By Rick Morwick
For as long as Molly O’Connor can remember, singing has been a central part of her life. She sang her first song before she took her first steps. She sang throughout grade school and junior high. She sang in show choir at Carmel High School.
Now, she sings in an a cappella group at Ball State University that has qualified for a national competition.
“I’ve been singing since I could speak,” said O’Connor, a 2016 CHS graduate. “I was in choir for eight years and eventually was in the Carmel Ambassadors as a junior and senior.”
Now, she sings in BSU’s mixed a cappella group, Sedoctave, which includes fellow CHS graduates Michael Robb, Cameron Cole and Jake Letts. Robb and Cole are senior telecommunications majors who sing bass. Letts is a freshman musical theater arts major who sings tenor. And O’Connor is a sophomore marketing and public relations major who sings alto.
Last month, Sedoctave — for the second straight year — earned first place at the International Championship of Collegiate A Cappella Midwest Quarterfinal with a 12-minute rendition of “It Don’t Mean a Thing.” The group will now compete in the March 10 ICCA Midwest Semifinal at Washington University in St. Louis.
The winner of that event advances to the April 2018 ICCA Finals at the Beacon Theatre in New York City.
“In the week leading up to the (quarterfinals) show we worked so hard to bring our set together, so the first emotion I had was being so proud of what we had accomplished as a group,” O’Connor said. “It was so rewarding to see the hard work pay off, and I was happy to see everyone else so happy.”
O’Connor not only sings in the group, she is its assistant coordinator and is the public relations chair for BSU’s chapter of the ACA. Joining the organization was a priority when she arrived on campus.

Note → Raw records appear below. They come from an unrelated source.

Issue #861, opened 2018-05-11
Remaining tasks for AoS to SoA transition


ye-luo:
This is the final list of tasks that have priority before the remaining AoS code is fully removed from the source.  The AoS removal likely will occur sometime in Oct. 2019.  Even code listed as "priority" below will be removed once the deadline is exceeded if the assignee(s) have not ported by then and this issue will be closed.

All remaining AoS code has been encapsulated by if-defs.  The changes made in the following PR highlight all remaining AoS code:

https://github.com/QMCPACK/qmcpack/pull/1846/files

Priority code to port before the Oct. deadline:
- [x] g(r) (issue: #1699, assignee: @markdewing, PR: #2035)
- [x] Chiesa/Ceperley and bare force estimators (issue: #1795, assignee: , PR: )
- [x] energy density and energy density matrix estimators for EKT (issue: #1796, assignee: @jtkrogel, PR: #1869)
- [x] orbital optimization (issue: , assignee: @spinedaflores , PR: #1893)
- [x]  lattice deviation estimator (issue: , assignee: @Paul-St-Young, PR: #1938)
- [x] "Chiesa" S(k) kinetic energy correction (issue: #2025, assignee: @Hyeondeok-Shin @ye-luo, PR: #2050).
- [x] NLPP derivatives in optimization (issue: #2083, assignee: @ye-luo, PR #2179)

Code that is slated for deletion after the Oct. deadline (volunteers welcome!):
* complex HEG backflow (see #1227)
* spin-dependent electron-ion backflow
* AoS cusp correction code ~~(SoA code has problems, see #1388)~~
* FDLR wavefunction
* numerical orbitals
* stress estimator (see #970) 
* core polarization potential

Note: tests that pass for AoS but fail for SoA:
* long-diamondC_1x1x1_pp-vmc_sdj-1-16-flux (wavefunction error!)
* short-c_no-hf_vmc-1-16 (numerical orbitals)
* long-c_no-hf_vmc-1-16
* short-c_no-sj_dmc-1-16
* long-c_no-sj_dmc-1-16
* short-H2-FDLR-16-1 (FDLR wavefunction)
* short-H2-orb-opt-16-1 (orbital optimization)
* short-H4-orb-opt-dmc-1-16

PDoakORNL:
What about the optimizable wave function support?

I'm working on the CUDA code now.  
I've begun JastrowCUDAClass switch to the OrbitalBase base class.

[...]

PR #946, opened 2018-07-31
Rename base classes

ye-luo:
The following base classes are renamed to reflect the physics and their use and be concise.
OrbitalBase -> WaveFunctionComponent
OrbitalBuilderBase -> WaveFunctionComponentBuilder
SPOSetBase -> SPOSet

As part of #861.


prckent:
I suggest we only merge after v3.5.0 is released, which should happen this week.

ye-luo:
If someone needs to update their branches currently diverged, there is no difference merge before or after 3.5 release.
If someone feels more comfortable to start with a released version, merge now is better than after.
Since we may produce 3.5.1. It has to be delayed even after that. Not good...
@prckent What is the main reason to merge after v3.5.0?

prckent:
We can flag the upcoming changes in the release notes.

ye-luo:
Why not just merge? It is much simpler.

PDoakORNL:
This is developer level change not visible from the user level correct? I don't see why we should delay.  It's certainly going to complicate continued work on my branch.

ye-luo:
8 builds {real,cplx} {AoS,SoA} {full precison, mixed precision} are good with BGClang and Intel compilers.

ye-luo:
CI checks CPU builds with GNU and CUDA AoS builds with GNU.
I manually checked CUDA SoA build real and complex.
Everything is fine.

ye-luo:
If we want to keep the history as linear as possible, this can only be merged after master is merged back to develop.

“I’ve been a member of ACA since my first week at Ball State as a freshman,” O’Connor said. “I love the family I’ve found in Sedoctave, and I love the opportunity it’s given me to sing outside of school work. I’m a double-major in marketing and public relations, so in college, for the first time in seven years, none of my classes had anything to do with music.
“It’s always been a hobby and an outlet for me, so Sedoctave has allowed me to keep that in my life in addition to my classes, and I am so grateful for that.”
Cole, 22, is a four-year member of the group. He also is its coordinator. In that role, he plans and schedules all performances and organizes all logistics. And like O’Connor, he is a lifelong singer who relishes being part of Sedoctave, which was founded in 2014.
“I have really enjoyed watching this group grow,” Cole said. “When I started in Sedoctave my freshman year, the group was in pretty much its first year as well. Seeing the growth and all the friendships that I have made during my time has definitely been something I really enjoy.”